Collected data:
--- START ---

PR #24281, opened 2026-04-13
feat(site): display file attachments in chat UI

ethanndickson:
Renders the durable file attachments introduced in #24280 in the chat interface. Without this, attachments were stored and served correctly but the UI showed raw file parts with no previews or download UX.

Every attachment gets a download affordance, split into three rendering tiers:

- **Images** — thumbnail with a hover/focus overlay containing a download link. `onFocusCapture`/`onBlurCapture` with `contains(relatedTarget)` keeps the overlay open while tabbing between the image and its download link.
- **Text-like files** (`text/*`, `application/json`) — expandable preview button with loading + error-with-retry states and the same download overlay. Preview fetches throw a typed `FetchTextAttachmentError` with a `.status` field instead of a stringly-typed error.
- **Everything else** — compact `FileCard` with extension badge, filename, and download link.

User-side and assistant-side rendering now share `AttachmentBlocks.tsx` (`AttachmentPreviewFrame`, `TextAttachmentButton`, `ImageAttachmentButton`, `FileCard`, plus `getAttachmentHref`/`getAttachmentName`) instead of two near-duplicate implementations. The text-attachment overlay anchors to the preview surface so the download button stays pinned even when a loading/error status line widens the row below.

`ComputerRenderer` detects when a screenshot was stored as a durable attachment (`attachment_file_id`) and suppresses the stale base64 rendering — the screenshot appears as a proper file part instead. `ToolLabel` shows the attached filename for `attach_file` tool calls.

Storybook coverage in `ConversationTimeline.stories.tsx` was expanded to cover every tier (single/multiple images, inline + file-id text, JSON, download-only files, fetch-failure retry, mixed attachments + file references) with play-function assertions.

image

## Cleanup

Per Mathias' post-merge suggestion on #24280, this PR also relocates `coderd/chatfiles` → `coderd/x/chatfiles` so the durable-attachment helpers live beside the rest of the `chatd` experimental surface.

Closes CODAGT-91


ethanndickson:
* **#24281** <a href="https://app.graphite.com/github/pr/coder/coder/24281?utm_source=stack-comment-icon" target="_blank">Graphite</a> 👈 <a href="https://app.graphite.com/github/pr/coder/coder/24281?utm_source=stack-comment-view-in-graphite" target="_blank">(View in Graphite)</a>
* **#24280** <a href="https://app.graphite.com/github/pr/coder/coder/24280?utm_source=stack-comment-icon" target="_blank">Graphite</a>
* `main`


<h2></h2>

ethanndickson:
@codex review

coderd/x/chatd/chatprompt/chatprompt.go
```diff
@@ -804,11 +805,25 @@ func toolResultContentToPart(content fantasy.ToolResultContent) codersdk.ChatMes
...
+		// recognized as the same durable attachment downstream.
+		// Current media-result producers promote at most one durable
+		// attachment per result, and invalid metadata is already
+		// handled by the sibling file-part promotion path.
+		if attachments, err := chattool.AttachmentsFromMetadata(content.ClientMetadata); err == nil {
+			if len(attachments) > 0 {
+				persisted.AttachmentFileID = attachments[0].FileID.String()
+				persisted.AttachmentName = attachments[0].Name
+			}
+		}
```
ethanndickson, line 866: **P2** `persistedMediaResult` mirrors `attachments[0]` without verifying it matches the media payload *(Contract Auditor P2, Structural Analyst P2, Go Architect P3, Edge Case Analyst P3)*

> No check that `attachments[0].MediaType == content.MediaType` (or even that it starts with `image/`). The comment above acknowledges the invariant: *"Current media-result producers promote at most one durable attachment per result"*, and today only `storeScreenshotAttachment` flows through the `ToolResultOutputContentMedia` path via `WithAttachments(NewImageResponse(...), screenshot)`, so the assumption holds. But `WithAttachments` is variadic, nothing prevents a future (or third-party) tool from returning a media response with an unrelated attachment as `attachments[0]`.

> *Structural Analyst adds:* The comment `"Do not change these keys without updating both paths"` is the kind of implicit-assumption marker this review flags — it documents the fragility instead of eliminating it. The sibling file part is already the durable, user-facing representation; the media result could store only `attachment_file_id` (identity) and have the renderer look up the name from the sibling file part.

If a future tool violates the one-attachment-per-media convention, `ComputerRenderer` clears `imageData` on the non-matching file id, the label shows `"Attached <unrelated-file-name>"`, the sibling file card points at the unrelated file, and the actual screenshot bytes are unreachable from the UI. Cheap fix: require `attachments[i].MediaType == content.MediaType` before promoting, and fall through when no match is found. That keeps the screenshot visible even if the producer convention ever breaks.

--- END ---
--- START ---

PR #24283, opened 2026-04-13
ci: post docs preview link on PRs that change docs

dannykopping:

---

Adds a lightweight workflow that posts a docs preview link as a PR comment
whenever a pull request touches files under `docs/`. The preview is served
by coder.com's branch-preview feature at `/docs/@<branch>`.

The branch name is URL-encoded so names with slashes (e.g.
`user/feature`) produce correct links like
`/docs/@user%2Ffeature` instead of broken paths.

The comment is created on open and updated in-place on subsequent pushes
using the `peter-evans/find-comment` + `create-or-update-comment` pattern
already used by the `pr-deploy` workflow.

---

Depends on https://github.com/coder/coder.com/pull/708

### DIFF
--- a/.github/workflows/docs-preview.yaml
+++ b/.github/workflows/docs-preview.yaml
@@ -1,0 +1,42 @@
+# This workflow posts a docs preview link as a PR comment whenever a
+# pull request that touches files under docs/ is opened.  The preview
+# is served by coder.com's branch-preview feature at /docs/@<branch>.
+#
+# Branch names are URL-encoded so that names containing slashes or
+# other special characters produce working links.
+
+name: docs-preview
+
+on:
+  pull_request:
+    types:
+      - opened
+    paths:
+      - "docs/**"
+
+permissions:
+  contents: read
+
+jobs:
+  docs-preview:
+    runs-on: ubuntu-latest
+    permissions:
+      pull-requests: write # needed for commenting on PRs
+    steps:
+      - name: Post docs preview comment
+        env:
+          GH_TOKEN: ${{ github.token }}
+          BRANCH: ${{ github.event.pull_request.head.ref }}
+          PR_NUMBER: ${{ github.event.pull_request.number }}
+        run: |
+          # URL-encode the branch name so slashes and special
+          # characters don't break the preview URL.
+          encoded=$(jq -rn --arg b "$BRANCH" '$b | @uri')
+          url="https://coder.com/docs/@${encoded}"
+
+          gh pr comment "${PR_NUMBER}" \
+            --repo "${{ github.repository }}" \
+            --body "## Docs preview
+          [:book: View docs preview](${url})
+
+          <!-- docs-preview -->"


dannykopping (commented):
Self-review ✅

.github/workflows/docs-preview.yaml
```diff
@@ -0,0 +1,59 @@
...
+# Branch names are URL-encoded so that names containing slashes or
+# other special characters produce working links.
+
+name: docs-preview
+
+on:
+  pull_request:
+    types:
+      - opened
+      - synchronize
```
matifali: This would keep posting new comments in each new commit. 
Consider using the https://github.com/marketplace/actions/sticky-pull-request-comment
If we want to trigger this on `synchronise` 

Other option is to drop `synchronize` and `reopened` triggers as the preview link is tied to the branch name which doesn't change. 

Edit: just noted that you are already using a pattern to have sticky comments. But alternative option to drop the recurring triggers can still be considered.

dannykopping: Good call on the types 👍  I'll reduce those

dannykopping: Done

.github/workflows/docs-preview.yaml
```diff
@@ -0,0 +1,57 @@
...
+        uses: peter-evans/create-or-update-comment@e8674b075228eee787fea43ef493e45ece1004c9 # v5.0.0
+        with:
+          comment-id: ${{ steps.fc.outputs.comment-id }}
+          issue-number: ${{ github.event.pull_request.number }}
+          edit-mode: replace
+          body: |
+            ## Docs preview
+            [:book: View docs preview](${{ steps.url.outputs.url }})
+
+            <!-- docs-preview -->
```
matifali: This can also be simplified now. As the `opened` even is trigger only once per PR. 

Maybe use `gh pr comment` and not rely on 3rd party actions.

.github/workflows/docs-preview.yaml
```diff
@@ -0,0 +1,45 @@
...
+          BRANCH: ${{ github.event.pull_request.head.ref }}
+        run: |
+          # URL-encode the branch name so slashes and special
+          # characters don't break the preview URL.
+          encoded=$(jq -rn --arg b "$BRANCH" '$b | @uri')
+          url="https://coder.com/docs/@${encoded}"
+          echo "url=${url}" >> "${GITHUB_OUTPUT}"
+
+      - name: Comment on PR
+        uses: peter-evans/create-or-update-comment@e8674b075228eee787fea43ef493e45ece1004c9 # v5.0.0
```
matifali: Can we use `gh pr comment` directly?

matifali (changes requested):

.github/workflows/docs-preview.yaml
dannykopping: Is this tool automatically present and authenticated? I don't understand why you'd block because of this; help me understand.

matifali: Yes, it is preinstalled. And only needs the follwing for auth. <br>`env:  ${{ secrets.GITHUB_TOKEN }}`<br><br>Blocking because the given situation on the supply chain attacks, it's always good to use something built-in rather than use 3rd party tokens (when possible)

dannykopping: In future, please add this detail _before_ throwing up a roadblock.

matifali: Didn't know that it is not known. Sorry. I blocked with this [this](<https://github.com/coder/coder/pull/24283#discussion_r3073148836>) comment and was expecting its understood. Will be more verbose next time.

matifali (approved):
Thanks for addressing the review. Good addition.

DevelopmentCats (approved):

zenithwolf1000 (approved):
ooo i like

--- END ---
--- START ---

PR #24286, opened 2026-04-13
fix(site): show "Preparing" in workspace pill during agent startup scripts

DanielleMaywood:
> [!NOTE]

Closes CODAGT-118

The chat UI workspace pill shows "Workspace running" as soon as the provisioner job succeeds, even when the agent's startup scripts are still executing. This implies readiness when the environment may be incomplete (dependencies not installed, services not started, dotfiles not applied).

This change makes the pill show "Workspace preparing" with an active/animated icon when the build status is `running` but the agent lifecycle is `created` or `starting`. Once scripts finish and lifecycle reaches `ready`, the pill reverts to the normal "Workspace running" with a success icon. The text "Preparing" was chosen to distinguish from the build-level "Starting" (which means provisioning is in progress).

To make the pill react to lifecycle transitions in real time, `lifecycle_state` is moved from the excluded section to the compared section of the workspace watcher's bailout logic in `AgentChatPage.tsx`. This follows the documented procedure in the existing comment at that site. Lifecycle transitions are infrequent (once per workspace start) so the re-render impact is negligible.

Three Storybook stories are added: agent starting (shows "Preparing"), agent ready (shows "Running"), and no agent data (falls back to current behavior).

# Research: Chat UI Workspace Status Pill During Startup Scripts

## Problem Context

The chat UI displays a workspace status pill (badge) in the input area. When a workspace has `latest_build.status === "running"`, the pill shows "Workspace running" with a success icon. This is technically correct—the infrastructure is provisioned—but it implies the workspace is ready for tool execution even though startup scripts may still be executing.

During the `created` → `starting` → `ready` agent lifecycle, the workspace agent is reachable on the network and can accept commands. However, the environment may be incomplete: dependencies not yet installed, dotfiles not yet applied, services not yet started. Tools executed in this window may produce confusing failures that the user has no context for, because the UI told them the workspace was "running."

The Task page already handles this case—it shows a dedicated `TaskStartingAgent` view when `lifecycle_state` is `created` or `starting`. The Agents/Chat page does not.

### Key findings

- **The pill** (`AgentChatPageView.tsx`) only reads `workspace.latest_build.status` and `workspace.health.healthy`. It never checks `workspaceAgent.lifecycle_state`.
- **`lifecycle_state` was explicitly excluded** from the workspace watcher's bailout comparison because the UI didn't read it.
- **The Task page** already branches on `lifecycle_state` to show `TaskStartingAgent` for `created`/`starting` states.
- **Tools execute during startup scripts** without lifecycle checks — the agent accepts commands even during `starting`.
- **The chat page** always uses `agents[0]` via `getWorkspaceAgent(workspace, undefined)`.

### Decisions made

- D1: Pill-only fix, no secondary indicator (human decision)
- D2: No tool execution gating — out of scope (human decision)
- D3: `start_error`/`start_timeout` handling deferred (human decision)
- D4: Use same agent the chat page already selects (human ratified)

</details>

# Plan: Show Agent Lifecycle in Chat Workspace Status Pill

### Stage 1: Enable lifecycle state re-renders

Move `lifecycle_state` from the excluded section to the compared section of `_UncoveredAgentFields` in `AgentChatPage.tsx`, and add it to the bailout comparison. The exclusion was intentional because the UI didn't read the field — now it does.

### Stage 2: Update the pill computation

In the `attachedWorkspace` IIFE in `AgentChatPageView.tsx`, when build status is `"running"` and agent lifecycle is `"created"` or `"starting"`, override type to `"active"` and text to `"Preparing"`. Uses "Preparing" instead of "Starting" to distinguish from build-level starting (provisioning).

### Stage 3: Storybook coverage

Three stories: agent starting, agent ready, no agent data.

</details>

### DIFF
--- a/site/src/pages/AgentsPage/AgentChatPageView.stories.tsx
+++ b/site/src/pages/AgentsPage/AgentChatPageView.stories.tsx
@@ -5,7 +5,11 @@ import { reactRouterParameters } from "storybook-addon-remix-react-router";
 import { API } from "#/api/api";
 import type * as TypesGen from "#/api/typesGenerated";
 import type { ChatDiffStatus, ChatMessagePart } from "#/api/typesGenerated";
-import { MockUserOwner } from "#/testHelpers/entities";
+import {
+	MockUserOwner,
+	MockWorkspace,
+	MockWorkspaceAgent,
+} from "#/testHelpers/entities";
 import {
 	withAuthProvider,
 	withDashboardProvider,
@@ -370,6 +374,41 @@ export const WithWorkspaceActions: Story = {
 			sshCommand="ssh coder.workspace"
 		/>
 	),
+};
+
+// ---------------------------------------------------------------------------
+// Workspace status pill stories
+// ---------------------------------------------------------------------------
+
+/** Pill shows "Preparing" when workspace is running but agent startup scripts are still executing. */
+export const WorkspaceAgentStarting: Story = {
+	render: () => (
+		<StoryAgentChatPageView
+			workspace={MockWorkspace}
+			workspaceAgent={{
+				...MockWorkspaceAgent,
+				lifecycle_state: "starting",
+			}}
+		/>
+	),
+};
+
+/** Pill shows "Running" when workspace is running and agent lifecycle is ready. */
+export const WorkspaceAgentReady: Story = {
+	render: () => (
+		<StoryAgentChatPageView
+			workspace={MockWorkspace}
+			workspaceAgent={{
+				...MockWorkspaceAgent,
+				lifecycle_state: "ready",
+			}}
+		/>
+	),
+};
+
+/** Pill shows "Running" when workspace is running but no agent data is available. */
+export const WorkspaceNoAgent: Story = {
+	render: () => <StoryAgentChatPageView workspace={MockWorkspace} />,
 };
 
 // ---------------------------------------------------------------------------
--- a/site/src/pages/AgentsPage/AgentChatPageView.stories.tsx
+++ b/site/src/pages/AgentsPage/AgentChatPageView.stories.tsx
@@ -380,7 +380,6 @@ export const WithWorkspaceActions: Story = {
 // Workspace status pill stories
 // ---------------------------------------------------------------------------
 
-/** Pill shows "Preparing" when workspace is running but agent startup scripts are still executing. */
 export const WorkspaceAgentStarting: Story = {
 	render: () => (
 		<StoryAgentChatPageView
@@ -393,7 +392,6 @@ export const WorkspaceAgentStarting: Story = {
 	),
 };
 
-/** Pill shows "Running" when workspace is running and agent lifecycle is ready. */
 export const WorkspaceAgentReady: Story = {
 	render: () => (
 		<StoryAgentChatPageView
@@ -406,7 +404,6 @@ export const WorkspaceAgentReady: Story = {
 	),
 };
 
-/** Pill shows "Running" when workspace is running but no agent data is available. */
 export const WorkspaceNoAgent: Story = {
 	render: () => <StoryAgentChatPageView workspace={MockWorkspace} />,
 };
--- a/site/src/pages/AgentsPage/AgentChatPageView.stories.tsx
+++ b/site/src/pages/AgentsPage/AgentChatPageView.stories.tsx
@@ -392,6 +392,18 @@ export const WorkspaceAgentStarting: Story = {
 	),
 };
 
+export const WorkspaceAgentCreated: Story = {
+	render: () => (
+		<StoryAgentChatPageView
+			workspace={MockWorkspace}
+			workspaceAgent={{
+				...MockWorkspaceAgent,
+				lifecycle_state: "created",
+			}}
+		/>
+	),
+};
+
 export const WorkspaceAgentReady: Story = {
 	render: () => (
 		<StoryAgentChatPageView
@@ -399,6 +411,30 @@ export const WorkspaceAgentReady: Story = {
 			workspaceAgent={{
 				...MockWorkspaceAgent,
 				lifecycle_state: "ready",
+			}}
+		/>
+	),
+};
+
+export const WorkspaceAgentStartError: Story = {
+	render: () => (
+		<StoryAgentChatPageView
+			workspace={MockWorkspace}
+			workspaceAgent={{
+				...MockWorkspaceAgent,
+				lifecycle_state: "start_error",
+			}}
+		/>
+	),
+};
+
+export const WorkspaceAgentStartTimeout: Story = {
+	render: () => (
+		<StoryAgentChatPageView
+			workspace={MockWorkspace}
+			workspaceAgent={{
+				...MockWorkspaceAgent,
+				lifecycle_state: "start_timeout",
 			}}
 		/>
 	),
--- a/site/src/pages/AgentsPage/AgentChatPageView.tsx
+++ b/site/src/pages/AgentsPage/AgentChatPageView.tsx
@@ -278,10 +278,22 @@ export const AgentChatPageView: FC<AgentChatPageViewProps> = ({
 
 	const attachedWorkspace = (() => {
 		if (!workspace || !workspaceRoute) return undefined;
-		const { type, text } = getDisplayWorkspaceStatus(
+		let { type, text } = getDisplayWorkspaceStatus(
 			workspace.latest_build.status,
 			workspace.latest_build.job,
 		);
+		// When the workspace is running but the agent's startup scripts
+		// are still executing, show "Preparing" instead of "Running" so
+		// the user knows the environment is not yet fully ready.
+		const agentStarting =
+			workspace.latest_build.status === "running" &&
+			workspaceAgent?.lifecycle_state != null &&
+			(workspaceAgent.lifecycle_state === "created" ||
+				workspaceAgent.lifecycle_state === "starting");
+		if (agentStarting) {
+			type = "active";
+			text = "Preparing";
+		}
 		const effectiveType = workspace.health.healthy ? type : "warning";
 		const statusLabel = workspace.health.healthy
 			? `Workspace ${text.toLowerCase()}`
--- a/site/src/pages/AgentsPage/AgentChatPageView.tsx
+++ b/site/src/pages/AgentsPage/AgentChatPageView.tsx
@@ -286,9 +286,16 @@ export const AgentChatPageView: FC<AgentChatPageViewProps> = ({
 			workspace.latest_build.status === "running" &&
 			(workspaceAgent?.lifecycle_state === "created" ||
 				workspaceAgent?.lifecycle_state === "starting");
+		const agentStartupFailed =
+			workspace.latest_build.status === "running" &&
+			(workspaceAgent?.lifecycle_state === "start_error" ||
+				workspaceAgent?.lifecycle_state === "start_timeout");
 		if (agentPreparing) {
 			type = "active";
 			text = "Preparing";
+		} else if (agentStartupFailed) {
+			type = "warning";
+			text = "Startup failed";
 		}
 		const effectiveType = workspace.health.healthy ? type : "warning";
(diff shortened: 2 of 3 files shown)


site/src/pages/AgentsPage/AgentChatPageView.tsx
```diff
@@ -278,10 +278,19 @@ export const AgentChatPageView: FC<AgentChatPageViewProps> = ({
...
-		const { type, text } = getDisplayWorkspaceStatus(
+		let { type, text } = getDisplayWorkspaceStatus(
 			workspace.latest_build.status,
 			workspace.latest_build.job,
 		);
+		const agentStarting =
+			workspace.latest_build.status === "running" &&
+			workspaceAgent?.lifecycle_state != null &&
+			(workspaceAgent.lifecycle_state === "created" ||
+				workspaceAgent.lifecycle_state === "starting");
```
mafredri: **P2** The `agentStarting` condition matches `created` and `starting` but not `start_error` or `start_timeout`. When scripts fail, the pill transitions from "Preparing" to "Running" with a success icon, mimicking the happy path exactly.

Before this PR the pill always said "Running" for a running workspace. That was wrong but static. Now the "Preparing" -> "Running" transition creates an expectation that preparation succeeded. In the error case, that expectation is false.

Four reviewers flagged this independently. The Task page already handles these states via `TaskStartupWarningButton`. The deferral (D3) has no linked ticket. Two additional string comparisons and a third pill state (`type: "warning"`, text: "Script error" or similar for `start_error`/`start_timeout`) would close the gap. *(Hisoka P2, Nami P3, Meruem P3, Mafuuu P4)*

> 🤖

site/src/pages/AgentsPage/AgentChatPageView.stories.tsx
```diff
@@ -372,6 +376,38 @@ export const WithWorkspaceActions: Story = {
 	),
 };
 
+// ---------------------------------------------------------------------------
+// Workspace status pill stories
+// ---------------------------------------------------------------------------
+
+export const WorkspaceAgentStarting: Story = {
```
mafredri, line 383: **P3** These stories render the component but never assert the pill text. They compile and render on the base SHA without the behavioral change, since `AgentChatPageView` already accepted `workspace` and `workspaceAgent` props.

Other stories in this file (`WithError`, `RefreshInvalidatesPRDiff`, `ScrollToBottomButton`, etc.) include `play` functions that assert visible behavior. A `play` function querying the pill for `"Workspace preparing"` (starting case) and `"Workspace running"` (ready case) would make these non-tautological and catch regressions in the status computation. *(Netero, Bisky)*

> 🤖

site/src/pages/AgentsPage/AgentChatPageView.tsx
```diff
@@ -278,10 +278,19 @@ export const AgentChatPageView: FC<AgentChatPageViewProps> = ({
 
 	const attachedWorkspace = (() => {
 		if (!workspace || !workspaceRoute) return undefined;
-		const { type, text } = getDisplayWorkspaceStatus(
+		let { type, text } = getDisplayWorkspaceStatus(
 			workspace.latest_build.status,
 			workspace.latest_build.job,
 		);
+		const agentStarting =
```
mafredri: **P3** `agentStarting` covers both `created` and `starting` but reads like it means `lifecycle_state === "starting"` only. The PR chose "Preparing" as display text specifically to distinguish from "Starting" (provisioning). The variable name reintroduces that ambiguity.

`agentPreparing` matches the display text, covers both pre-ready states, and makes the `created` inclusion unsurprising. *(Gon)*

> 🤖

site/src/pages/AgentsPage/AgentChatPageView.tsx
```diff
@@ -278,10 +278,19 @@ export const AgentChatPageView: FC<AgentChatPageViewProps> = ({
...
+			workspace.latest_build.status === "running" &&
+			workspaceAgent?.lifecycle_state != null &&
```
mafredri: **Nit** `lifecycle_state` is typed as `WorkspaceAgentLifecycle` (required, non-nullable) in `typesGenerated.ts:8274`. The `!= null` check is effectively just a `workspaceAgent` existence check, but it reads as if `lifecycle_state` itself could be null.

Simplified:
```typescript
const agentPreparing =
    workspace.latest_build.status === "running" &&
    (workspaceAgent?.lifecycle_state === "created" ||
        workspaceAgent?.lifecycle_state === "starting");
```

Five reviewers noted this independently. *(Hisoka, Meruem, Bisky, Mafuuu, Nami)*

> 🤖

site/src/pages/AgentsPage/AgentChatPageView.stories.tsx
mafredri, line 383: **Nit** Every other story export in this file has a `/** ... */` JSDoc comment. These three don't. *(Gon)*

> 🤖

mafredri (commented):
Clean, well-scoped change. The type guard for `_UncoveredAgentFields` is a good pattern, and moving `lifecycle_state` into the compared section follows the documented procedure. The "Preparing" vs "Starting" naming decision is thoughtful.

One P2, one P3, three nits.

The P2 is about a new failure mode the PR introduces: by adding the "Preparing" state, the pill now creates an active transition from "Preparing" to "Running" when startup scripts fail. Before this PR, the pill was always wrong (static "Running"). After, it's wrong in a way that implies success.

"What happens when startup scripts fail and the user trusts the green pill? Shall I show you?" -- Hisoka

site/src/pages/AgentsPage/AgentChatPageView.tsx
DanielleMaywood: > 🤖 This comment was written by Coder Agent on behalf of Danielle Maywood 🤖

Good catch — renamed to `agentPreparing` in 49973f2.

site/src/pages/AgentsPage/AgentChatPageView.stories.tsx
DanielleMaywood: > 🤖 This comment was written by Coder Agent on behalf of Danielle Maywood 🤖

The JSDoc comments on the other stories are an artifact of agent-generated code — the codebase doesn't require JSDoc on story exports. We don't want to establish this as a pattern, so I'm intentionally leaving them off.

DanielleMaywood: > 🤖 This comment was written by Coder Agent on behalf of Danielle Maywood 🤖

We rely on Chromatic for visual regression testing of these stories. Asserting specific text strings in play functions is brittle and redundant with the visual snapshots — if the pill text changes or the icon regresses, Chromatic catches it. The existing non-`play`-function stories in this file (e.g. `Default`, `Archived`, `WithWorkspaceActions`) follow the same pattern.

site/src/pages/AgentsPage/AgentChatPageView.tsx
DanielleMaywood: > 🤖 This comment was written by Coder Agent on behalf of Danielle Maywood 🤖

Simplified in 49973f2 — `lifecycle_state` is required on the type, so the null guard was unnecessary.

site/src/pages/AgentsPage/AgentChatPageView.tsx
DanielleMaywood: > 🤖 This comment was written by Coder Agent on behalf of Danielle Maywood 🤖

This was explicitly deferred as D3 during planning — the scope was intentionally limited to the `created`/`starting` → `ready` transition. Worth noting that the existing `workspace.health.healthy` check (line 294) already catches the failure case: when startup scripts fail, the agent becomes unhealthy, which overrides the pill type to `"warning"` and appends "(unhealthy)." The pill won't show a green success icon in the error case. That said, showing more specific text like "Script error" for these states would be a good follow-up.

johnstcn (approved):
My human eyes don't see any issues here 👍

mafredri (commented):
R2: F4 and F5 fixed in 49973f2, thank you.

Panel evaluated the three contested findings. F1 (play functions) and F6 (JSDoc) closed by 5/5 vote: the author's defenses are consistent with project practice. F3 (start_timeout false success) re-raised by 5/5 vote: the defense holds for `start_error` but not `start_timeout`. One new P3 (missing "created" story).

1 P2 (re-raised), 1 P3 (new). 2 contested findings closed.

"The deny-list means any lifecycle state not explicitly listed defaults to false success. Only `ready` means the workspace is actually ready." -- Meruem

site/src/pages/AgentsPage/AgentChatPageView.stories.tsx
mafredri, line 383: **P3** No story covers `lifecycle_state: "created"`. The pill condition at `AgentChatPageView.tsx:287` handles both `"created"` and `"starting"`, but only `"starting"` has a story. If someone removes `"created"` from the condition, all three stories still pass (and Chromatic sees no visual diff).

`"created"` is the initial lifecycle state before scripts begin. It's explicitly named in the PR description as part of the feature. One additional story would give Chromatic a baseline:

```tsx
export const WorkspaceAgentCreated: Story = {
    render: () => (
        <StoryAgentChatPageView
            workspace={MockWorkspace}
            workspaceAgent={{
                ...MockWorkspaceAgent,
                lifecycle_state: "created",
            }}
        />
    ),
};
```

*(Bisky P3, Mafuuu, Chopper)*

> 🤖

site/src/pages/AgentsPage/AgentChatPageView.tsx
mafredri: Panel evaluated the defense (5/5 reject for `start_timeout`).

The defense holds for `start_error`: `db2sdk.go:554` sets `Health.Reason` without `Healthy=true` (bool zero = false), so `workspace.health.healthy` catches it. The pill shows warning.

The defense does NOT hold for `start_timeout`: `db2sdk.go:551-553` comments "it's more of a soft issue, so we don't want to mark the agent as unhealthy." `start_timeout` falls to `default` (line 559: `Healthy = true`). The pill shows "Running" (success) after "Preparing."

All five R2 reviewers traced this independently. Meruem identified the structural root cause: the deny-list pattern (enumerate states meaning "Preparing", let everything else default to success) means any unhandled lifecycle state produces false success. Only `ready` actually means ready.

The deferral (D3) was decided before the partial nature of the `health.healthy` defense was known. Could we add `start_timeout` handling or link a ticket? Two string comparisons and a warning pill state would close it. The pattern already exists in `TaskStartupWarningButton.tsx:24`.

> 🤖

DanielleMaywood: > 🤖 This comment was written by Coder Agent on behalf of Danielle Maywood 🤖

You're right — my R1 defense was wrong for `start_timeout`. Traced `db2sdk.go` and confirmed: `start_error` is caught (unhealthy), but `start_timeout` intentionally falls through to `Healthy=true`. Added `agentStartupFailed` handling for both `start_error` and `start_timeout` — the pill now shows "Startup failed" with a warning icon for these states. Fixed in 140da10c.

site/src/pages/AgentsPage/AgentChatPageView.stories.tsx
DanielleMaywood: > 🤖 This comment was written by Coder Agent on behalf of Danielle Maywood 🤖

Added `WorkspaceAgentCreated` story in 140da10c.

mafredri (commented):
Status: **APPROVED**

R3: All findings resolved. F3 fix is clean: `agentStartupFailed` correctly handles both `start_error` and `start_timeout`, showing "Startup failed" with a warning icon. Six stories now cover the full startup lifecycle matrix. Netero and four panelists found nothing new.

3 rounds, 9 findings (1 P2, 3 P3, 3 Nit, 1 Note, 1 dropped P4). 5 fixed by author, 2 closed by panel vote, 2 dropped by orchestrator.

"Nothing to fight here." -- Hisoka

--- END ---

- What is required
Find and count the lines of the data that include the string "available", and report that figure by itself.

- Solved exercise
2